[Description of the task]
In the records below, some lines hold the word "function". Copy each of those lines.

───── Available data ─────

PR #2409, opened 2026-04-07
Security: Unescaped attribute/value composition in XML-like string helper

tuanaiseo:
## Problem

`elementToString` concatenates `e.$type` and `e.id` directly into an XML-like string without escaping. If these values are attacker-controlled and later rendered in HTML logs/UI, this can enable injection (markup break-out/XSS) or log forging.

**Severity**: `low`
**File**: `lib/import/Util.js`

## Solution

Escape XML/HTML special characters for dynamic fields (`<`, `>`, `&`, `"`, `'`) before interpolation, or return a structured object and serialize safely at output boundaries.

## Changes

- `lib/import/Util.js` (modified)

## Testing

- [ ] Existing tests pass
- [ ] Manual review completed
- [ ] No new warnings/errors introduced

### DIFF
--- a/lib/import/Util.js
+++ b/lib/import/Util.js
@@ -3,5 +3,18 @@ export function elementToString(e) {
     return '<null>';
   }
 
-  return '<' + e.$type + (e.id ? ' id="' + e.id : '') + '" />';
+  return '<' + escapeAttr(e.$type) + (e.id ? ' id="' + escapeAttr(e.id) : '') + '" />';
+}
+
+function escapeAttr(value) {
+  return String(value).replace(/[&<>"']/g, function(match) {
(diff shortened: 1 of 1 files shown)


nikku:
If you look at [`elementToString` use](https://github.com/search?q=repo%3Abpmn-io%2Fbpmn-js%20elementToString&type=code) then you see it is never provided as output to HTML - the goal is to use it as part of a log string. `id` is user input, but validated for XML compliance - ruling out that special chars may break out of the `""` jail. I don't see how `$type` is attacker controlled - maybe you can help me out here. 

To accept this PR, we'd need a test that verifies what is fixed (that previously broke).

─────

[Solution to this task]
@@ -3,5 +3,18 @@ export function elementToString(e) {
+function escapeAttr(value) {
+  return String(value).replace(/[&<>"']/g, function(match) {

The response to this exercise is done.